The legislation also includes two separate definitions of cruel and inhuman treatment, one that applies to abuses that occurred prior to the passage of the MCA and another that applies to futureconduct. Whereas any non-fleeting mental pain or suffering is defined as cruel and inhuman treatment if committed after the passage of the MCA, the pain must be “prolonged” to qualify as cruel and inhuman treatment prior to the passage of the act. This may immunize from prosecution those officials and interrogators who have authorized or carried out abusive interrogation techniques – such as waterboarding and extended sleep deprivation – that cause time-limited but severe mental anguish.

17. Does the legislation authorize torture or other abusive interrogation practices?

No. The legislation does not authorize the use of torture or abusive interrogation practices. However, it narrows the definition of prosecutable war crimes under the War Crimes Act and makes it much more difficult for detainees to obtain relief from such abuses in court.

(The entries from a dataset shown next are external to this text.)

PR #10972, opened 2026-06-20
fix(psql): support Windows execution

### LINKED ISSUE #10553: [Bug]: psql command of kubectl cnpg plugin does not work on Windows

### Contact Details

github@jockie.de

### Version

1.29 (latest patch)

1.34

Self-managed: RKE

Helm

### What happened?

When I run the psql sub-command on Windows (either CMD.EXE or PowerShell prompt) I immediately get the following error output:

`PS > kubectl cnpg psql my-cnpg-cluster`
`Error: not supported by windows`
`Error: exit status 1`

Namespace is set via kubens, so that's not the issue.
Other cnpg sub-commands work just fine.

My gut says there might be some Go command in the connection creation that is specific to Unices.
Maybe something like a file (stat, chmod) or pipe operation.

### Cluster resource

```shell
not applicable
```

### Relevant log output

```shell

```

### Code of Conduct

Utkarsh-sharma47:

The United States, including all U.S. officials, remains bound by international law and the international treaties it has ratified – including the Geneva Conventions, the International Covenant on Civil and Political Rights, and the Convention against Torture – not to engage in torture or practices that amount to cruel, inhuman, and degrading treatment. In addition, the Detainee Treatment Act of 2005, which prohibits the use of cruel, inhuman, or degrading treatment, remains binding on all U.S. personnel operating anywhere in the world. In fact, the legislation explicitly states that the list of “grave breaches” of Common Article 3 does not represent the “full scope of U.S. obligations under that Article.” 

18. The legislation gives the president the authority to interpret the “meaning and application” of the Geneva Conventions.  What does this provision mean?

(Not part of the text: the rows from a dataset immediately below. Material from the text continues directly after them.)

PR #10975, opened 2026-06-21
fix(external): prevent stale certificate data and partial reads after secret rotation

### LINKED ISSUE #10892: [Bug]: External cluster TLS files are rewritten without O_TRUNC, leaving stale bytes after secret rotation

### Contact Details

### Version

trunk (main)

1.35

YAML manifest

## Summary

`dumpSecretKeyRefToFile` writes the TLS material (`sslcert`, `sslkey`, `sslrootcert`) for `externalClusters` entries to a stable, reused path, but opens the file with `os.O_WRONLY | os.O_CREATE` and **without `os.O_TRUNC`**. When a referenced secret is rotated to **shorter** content, the new bytes overwrite only the prefix and stale trailing bytes from the previous content remain on disk.

This was found by code inspection on the `main` branch; it is environment-independent.

## Affected code

`pkg/management/external/utils.go:113`

```go
filePath := filepath.Join(directory, fmt.Sprintf("%v_%v", selector.Name, selector.Key))
f, err := os.OpenFile(filepath.Clean(filePath), os.O_WRONLY|os.O_CREATE, 0o600)
...
_, err = f.Write(value)
```

- The path is a stable constant: `/controller/external/<serverName>/<secretName>_<secretKey>` (via `getExternalSecretsPath()`).
- It is rewritten on every reconcile of the external-servers reconciler (`internal/management/controller/externalservers/reconciler.go:79`, which watches `Cluster`).
- The function's own doc comment states its purpose is to update the file when the secret changes **without restarting the pod**, so this rewrite path is normal operation.

## Why it happens

Opening with `O_WRONLY|O_CREATE` (no `O_TRUNC`) starts writing at offset 0 but does **not** clear existing content. If the new value is shorter than what was previously written, the old tail is left in place.

## Impact

The three files flow directly into libpq as `sslcert` / `sslkey` / `sslrootcert` (`pkg/management/external/external.go:86-104`), used by replica clusters, `pg_basebackup` bootstrap, recovery-from-external-source, and logical import.

The defect is most visible with **multi-object PEM files**: a `sslrootcert` CA bundle (or a `sslcert` chain) rotated to fewer/shorter objects leaves a complete stale PEM block on disk — so a **removed CA can remain trusted**, or a partial leftover block causes a TLS load error. (For a single-object PEM shrunk shorter, the leftover usually lacks a `-----BEGIN-----` marker, so parsers often skip it — which is why this has gone unnoticed.)

## Steps to reproduce

1. Configure an `externalCluster` with `sslRootCert` pointing to a Secret holding a **2-certificate** CA bundle.
2. Let the instance reconcile (the file is written under `/controller/external/...`).
3. Rotate the Secret to a **single, shorter** certificate.
4. After the next reconcile, inspect the file inside the instance pod — the removed second certificate is still present and the file length is unchanged.

Isolated reproduction (same flags as the code path): writing a 98-byte 2-cert value, then rewriting a 49-byte 1-cert value to the same path, leaves a 98-byte file containing the removed cert.

## Expected behaviour

After a Secret rotation, the on-disk file should contain **exactly** the new secret value, with no leftover bytes.

## Suggested fix

Add `os.O_TRUNC` to the open flags:

```go
f, err := os.OpenFile(filepath.Clean(filePath), os.O_WRONLY|os.O_CREATE|os.O_TRUNC, 0o600)
```

or replace the open/write/close block with `os.WriteFile(filePath, value, 0o600)` (which truncates), matching how the sibling pgpass path is written.

## Additional context

- The buggy line was introduced together with the physical replica clusters feature (commit `f6cf8d9d`, "feat: add support for physical replica clusters") and has only been touched by a `golangci-lint` cleanup (#10008) since — it has never been fixed.
- The `pkg/management/external/` package currently has no unit tests covering this path.

## Are you willing to contribute?

Yes — I'd like to be assigned to this. My plan: add `os.O_TRUNC` (or switch to `os.WriteFile`) and add a unit test in a new `pkg/management/external/utils_test.go` that writes a longer value, rewrites a shorter value to the same path, and asserts the file content exactly equals the new value (fails on `main`, passes with the fix).

### Cluster resource

```shell
N/A — found by source-code inspection, not from a running cluster.
```

### Relevant log output

```shell
N/A — code-level defect; no runtime logs apply.
```

### Code of Conduct

Anand-240:
When an external server's secret was rotated to shorter content - for
example, a CA bundle shrinking from two certificates to one - the
previous certificate bytes could remain visible on disk, causing libpq
to reject the connection or trust an unintended CA.

The same in-place write also left a window where libpq could read a
partially written file during a streaming reconnect, leading to
transient connection failures at rotation time.
  
Both problems are fixed by writing the file atomically: the new content
is written to a temporary file and renamed into place, so readers always
see either the old or the new value, never a mix.

Closes #10892

### DIFF
--- a/pkg/management/external/suite_test.go
+++ b/pkg/management/external/suite_test.go
@@ -1,0 +1,32 @@
+/*
+Copyright © contributors to CloudNativePG, established as
+CloudNativePG a Series of LF Projects, LLC.
+
+Licensed under the Apache License, Version 2.0 (the "License");
+you may not use this file except in compliance with the License.
+You may obtain a copy of the License at
+
+    http://www.apache.org/licenses/LICENSE-2.0
+
+Unless required by applicable law or agreed to in writing, software
+distributed under the License is distributed on an "AS IS" BASIS,
+WITHOUT WARRANTIES OR CONDITIONS OF ANY KIND, either express or implied.
+See the License for the specific language governing permissions and
+limitations under the License.
+
+SPDX-License-Identifier: Apache-2.0
+*/
+
+package external
+
+import (
+	"testing"
+
+	. "github.com/onsi/ginkgo/v2"
+	. "github.com/onsi/gomega"
+)
+
+func TestExternal(t *testing.T) {
+	RegisterFailHandler(Fail)
+	RunSpecs(t, "External Suite")
+}
--- a/pkg/management/external/utils.go
+++ b/pkg/management/external/utils.go
@@ -111,14 +111,9 @@ func dumpSecretKeyRefToFile(
 	}
 
 	filePath := filepath.Join(directory, fmt.Sprintf("%v_%v", selector.Name, selector.Key))
-	// Write the file atomically (temp file + rename), as the sibling pgpass
-	// writer in this package already does. This file lives on a stable path and
-	// is reused across reconciliations: an in-place write would leave stale
-	// trailing bytes (e.g. a removed certificate from a CA bundle) when the
-	// secret is rotated to shorter content, and would expose a window where a
-	// concurrent libpq read of sslcert/sslkey/sslrootcert observes a truncated
-	// or partially written file. WriteFileAtomic also fsyncs and skips the write
-	// when the content is unchanged.
+	// Write atomically: this file is reused across reconciliations and read
+	// concurrently by libpq, so an in-place rewrite could expose a partial file
+	// or leave stale bytes behind when the secret rotates to shorter content.
 	if _, err := fileutils.WriteFileAtomic(filePath, value, 0o600); err != nil {
 		return "", err
 	}
--- a/pkg/management/external/utils.go
+++ b/pkg/management/external/utils.go
@@ -25,6 +25,7 @@ import (
 	"os"
 	"path/filepath"
 
+	"github.com/cloudnative-pg/machinery/pkg/fileutils"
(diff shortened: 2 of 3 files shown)


mnencia:
Thanks for tracking this down, the bug and the rotation test are spot on.

Rather than adding `O_TRUNC`, I'd suggest fixing it the way the sibling `createPgPassFile` in this package already does: route the write through `fileutils.WriteFileAtomic`. It writes to a temp file and renames into place, so the replacement is atomic. That also closes a window the current open/write/close has (and that `O_TRUNC` keeps): between truncating and finishing the write, a concurrent libpq read of `sslcert`/`sslkey`/`sslrootcert` on a streaming reconnect can see an empty or partial file. As a bonus it fsyncs and skips the write when the content is unchanged.

Anand-240:
Thanks @mnencia, great suggestion — the atomic write is clearly better. I've switched `dumpSecretKeyRefToFile` to route through `fileutils.WriteFileAtomic`, matching the sibling pgpass writer in this package. This makes the replacement atomic, closes the truncate/write window where a concurrent libpq read could see an empty or partial file, fsyncs, and skips the write when the content is unchanged. The rotation test still passes. Updated in fffce8dc.

mnencia (approved):

leonardoce (approved):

This provision is arguably just a restatement of the president’s existing interpretative powers under the Constitution. As the head of the executive branch, the president is charged with implementing U.S. legal obligations, including U.S. treaty obligations. The legislation makes clear that the president’s interpretation carries no more weight than any other executive branch regulation, and can be overturned by a court.

Of concern, however, this provision appears to endorse President Bush’s view that he has the authority to interpret and redefine the terms of the Geneva Conventions.  The additional provisions that preclude any person from invoking the Geneva Conventions as a source of rights in an action against any U.S. official will make it difficult, if not impossible, for individuals to challenge presidential interpretations of the Conventions.

The legislation does require the president to publish these interpretations in the Federal Register. Assuming that the president takes this obligation seriously – and issues detailed interpretations – this will provide much-needed transparency regarding how the U.S. interprets and plans to implement its international treaty obligations. 



4 Senator Warner of Virginia speaking for the Military Commissions Act of 2006, on September 28, 2006, to the United States Senate, S. 3930, 109th Cong., 2nd sess,. Congressional Record pt. 10390. Bob Schieffer, Face the Nation with Senator John McCain, CBS News, September 24, 2006.